ASSIGNED TASK: Whenever the word "calc" turns up in a line of the data below, copy that line.

DATA:
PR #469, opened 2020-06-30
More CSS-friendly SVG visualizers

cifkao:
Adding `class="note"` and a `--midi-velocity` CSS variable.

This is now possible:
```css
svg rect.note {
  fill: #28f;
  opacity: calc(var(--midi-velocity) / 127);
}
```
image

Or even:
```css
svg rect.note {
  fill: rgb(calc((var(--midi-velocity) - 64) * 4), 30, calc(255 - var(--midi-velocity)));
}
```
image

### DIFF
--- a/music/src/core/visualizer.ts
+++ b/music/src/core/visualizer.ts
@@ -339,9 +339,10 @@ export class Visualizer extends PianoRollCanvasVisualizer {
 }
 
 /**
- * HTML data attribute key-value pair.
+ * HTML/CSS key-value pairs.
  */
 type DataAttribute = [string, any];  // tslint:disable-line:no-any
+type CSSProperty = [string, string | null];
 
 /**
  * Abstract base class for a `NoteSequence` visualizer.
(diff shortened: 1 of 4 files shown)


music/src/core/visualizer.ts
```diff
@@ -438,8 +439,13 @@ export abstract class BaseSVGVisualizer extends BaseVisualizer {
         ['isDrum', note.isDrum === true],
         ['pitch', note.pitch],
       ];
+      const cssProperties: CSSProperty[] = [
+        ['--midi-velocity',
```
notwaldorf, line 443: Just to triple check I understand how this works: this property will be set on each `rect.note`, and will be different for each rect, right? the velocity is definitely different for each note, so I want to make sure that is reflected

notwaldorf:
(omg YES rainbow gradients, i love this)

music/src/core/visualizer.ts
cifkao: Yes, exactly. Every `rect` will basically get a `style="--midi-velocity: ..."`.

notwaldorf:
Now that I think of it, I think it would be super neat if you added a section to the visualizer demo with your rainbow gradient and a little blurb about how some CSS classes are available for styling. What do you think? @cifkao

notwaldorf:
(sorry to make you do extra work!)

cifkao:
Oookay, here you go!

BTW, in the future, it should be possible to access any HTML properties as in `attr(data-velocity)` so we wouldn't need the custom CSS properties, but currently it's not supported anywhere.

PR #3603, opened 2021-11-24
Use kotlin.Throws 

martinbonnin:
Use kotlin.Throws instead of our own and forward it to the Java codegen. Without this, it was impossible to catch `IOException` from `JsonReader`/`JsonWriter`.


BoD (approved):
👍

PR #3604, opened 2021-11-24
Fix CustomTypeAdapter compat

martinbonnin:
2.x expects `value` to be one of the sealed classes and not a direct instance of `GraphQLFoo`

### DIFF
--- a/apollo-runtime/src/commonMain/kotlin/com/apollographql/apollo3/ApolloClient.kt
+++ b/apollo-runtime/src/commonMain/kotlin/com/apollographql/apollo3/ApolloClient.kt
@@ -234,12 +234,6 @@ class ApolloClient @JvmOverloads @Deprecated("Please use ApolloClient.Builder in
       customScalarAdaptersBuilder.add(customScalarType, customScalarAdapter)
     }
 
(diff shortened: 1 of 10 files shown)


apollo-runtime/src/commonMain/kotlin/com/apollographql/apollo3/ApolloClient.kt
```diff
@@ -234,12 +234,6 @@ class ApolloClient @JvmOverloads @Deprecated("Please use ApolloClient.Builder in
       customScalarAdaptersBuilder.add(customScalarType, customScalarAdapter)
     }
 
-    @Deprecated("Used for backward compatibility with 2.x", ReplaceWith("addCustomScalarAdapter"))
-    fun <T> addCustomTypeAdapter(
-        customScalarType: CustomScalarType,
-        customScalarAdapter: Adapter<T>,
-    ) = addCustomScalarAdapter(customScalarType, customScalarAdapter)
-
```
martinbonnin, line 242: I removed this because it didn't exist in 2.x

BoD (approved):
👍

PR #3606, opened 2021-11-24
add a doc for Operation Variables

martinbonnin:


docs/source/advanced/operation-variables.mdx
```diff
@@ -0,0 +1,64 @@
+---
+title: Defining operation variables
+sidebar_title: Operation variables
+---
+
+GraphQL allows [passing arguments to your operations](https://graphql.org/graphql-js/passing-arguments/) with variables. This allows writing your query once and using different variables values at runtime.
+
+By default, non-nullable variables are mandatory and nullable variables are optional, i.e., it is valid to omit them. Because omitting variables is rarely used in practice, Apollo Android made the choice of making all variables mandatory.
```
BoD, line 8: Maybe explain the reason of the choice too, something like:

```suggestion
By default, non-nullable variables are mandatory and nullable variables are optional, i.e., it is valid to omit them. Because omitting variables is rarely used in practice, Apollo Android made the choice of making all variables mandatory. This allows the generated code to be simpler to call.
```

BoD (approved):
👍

EXERCISE OUTPUT:
  opacity: calc(var(--midi-velocity) / 127);
  fill: rgb(calc((var(--midi-velocity) - 64) * 4), 30, calc(255 - var(--midi-velocity)));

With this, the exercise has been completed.